Take the lines below beginning at the line that has "I believe benchmark" and stopping after the line that has "Jackenmen, line 17: Hmm, this", and print them exactly as they are, with no other lines.

> Available data
<<<<

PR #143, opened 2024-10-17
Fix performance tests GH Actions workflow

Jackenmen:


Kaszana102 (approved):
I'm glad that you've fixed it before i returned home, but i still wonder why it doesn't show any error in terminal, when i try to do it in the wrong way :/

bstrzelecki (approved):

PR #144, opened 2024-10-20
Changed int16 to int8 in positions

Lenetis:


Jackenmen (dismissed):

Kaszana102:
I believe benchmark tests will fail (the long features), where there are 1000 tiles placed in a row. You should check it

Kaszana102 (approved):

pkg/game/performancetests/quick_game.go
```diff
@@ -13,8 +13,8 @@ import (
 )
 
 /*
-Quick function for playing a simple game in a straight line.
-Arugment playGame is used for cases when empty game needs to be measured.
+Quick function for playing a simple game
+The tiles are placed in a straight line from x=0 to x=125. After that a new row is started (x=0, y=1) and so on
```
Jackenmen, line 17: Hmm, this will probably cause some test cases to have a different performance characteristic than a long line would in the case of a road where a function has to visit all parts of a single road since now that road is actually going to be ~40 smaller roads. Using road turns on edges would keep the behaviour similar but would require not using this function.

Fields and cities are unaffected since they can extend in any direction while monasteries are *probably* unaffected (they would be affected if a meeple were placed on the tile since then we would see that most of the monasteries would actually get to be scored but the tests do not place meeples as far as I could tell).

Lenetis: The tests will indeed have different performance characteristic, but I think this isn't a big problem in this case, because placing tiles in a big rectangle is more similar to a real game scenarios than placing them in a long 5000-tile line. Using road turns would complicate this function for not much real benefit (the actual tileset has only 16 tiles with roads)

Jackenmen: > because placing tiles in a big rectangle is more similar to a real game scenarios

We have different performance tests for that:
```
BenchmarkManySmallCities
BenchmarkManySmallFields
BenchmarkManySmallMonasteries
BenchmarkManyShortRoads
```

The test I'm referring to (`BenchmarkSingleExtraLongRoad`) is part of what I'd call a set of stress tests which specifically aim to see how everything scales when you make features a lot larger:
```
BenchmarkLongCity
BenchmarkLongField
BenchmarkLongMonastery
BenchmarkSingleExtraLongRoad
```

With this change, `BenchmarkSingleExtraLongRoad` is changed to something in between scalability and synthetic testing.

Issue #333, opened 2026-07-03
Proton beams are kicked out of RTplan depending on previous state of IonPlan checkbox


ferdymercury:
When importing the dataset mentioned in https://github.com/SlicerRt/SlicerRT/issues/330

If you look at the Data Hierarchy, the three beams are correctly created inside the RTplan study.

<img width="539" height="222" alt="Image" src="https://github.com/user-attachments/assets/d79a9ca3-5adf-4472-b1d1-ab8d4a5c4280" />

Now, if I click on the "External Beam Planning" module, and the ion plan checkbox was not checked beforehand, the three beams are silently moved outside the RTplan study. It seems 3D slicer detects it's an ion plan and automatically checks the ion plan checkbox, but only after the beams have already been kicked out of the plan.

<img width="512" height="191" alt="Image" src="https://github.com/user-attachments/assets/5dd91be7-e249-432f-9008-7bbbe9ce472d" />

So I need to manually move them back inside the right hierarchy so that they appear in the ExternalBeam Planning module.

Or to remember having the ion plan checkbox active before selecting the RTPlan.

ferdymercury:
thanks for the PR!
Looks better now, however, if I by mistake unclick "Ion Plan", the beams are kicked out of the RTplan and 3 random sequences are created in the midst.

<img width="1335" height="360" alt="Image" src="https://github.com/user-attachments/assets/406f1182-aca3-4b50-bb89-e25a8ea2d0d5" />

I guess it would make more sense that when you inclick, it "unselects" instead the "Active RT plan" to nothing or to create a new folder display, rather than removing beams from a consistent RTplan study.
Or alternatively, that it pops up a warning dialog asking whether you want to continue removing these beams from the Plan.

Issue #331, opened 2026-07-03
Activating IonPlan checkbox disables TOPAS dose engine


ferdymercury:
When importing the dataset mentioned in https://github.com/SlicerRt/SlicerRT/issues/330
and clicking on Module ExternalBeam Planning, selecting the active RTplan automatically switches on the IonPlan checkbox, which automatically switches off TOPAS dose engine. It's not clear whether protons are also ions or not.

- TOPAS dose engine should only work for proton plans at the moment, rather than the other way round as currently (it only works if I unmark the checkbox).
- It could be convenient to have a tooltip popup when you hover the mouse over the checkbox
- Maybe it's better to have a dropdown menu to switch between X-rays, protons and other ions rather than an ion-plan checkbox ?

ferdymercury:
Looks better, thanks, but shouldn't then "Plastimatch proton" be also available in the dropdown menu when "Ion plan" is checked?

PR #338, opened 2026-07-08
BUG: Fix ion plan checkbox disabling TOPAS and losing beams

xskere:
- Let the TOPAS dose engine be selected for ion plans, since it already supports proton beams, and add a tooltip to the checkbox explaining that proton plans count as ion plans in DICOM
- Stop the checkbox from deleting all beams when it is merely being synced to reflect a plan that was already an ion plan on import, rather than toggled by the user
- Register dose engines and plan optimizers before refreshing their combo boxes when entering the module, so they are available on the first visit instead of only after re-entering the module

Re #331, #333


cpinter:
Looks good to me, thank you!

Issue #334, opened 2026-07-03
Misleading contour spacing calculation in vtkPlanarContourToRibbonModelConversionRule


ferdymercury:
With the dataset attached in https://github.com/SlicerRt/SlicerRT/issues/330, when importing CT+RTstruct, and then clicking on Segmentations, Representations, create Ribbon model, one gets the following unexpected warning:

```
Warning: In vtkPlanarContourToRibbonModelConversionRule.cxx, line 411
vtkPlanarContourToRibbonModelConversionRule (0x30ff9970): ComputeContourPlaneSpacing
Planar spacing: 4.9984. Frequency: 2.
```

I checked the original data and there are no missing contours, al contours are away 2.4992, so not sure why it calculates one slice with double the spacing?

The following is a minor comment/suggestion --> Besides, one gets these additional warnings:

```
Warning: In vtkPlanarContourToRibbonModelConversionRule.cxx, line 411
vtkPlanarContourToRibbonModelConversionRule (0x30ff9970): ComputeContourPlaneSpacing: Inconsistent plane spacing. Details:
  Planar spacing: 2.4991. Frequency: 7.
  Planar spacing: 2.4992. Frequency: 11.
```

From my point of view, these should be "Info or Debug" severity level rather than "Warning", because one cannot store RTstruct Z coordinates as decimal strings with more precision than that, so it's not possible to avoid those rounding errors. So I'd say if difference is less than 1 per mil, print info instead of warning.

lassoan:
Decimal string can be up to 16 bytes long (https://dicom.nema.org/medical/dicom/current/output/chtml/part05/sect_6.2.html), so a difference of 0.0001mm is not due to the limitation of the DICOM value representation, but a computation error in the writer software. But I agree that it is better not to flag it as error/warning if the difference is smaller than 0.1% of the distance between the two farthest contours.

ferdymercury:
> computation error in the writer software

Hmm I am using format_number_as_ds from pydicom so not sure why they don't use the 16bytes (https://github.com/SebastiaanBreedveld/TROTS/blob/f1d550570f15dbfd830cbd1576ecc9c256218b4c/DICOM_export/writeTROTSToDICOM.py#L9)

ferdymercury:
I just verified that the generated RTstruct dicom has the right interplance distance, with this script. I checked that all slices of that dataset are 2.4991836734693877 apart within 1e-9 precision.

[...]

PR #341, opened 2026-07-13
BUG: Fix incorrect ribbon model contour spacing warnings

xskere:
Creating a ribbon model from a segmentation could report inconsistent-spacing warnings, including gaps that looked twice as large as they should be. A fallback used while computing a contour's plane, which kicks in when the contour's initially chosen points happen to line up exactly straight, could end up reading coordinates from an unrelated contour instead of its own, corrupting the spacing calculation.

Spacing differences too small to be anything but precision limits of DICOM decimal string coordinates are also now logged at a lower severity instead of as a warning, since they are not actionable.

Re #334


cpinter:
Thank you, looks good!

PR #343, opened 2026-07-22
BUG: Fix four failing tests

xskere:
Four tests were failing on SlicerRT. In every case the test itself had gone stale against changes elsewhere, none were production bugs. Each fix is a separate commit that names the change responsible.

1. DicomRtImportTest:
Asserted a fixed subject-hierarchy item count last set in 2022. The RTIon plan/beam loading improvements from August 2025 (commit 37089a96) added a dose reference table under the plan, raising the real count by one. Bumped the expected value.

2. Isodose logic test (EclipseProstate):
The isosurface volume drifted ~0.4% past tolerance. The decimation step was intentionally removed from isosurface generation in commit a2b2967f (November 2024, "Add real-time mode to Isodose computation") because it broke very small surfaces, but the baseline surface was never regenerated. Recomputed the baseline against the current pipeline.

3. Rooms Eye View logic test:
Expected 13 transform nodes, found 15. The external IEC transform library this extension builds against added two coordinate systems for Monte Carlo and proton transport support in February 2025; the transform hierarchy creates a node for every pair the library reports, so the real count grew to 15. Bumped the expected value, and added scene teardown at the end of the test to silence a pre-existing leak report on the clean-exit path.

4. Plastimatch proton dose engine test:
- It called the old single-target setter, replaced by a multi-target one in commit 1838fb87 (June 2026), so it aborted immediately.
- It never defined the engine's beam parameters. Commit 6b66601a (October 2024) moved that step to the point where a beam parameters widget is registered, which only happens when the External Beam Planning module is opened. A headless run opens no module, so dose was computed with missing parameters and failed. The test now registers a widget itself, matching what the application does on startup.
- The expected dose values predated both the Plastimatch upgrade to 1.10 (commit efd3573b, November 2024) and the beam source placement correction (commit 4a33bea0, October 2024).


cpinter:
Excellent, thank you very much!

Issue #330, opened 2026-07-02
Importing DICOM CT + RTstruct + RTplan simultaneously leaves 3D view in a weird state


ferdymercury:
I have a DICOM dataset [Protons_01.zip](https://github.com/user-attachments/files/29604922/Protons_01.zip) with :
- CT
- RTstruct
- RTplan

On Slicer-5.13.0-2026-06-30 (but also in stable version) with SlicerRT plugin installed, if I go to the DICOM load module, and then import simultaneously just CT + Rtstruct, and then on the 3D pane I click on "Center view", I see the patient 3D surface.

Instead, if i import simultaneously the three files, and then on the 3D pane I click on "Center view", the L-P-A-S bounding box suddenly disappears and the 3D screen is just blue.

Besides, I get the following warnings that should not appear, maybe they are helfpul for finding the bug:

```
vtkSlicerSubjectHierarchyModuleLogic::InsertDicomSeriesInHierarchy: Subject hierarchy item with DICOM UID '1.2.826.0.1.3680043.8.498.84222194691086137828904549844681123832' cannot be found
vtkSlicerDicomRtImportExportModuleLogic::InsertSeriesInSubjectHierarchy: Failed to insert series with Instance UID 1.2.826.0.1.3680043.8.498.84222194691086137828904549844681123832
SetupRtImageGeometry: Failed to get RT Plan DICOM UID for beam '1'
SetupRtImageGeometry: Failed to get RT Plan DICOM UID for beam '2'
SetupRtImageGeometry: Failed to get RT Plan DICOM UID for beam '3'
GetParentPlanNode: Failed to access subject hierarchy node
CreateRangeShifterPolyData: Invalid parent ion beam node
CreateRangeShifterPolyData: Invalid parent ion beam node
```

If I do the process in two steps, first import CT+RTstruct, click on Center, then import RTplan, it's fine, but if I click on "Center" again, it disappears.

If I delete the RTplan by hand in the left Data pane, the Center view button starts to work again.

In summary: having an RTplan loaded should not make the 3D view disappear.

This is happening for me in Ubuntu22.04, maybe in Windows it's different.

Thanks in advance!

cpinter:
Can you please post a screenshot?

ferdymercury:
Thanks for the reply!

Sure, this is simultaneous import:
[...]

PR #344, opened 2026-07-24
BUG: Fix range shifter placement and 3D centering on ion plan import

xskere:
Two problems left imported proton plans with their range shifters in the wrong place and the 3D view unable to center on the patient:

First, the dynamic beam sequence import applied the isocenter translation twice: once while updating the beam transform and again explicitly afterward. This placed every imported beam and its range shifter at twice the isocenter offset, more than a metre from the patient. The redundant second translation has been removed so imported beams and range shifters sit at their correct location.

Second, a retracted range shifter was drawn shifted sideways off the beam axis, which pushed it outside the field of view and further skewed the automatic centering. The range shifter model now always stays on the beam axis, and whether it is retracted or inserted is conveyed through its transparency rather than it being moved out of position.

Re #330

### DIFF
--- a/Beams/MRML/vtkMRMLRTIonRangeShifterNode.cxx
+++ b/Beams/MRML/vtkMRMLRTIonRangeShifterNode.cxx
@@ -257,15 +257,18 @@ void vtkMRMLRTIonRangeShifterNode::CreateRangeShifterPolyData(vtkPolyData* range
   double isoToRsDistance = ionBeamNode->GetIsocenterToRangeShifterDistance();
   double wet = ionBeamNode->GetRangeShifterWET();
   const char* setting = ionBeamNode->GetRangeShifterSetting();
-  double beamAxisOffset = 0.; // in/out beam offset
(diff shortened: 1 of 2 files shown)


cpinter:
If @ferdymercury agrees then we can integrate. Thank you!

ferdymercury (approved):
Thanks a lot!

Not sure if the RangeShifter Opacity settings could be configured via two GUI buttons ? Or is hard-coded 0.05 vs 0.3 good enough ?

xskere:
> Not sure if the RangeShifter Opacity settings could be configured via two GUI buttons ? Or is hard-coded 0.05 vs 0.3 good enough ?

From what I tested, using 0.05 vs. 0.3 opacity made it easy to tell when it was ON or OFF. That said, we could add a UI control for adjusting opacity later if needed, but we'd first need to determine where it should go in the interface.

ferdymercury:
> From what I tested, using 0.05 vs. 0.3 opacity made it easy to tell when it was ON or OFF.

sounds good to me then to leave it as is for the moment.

>>>>

> Exercise solution
I believe benchmark tests will fail (the long features), where there are 1000 tiles placed in a row. You should check it

Kaszana102 (approved):

pkg/game/performancetests/quick_game.go
```diff
@@ -13,8 +13,8 @@ import (
 )
 
 /*
-Quick function for playing a simple game in a straight line.
-Arugment playGame is used for cases when empty game needs to be measured.
+Quick function for playing a simple game
+The tiles are placed in a straight line from x=0 to x=125. After that a new row is started (x=0, y=1) and so on
```
Jackenmen, line 17: Hmm, this will probably cause some test cases to have a different performance characteristic than a long line would in the case of a road where a function has to visit all parts of a single road since now that road is actually going to be ~40 smaller roads. Using road turns on edges would keep the behaviour similar but would require not using this function.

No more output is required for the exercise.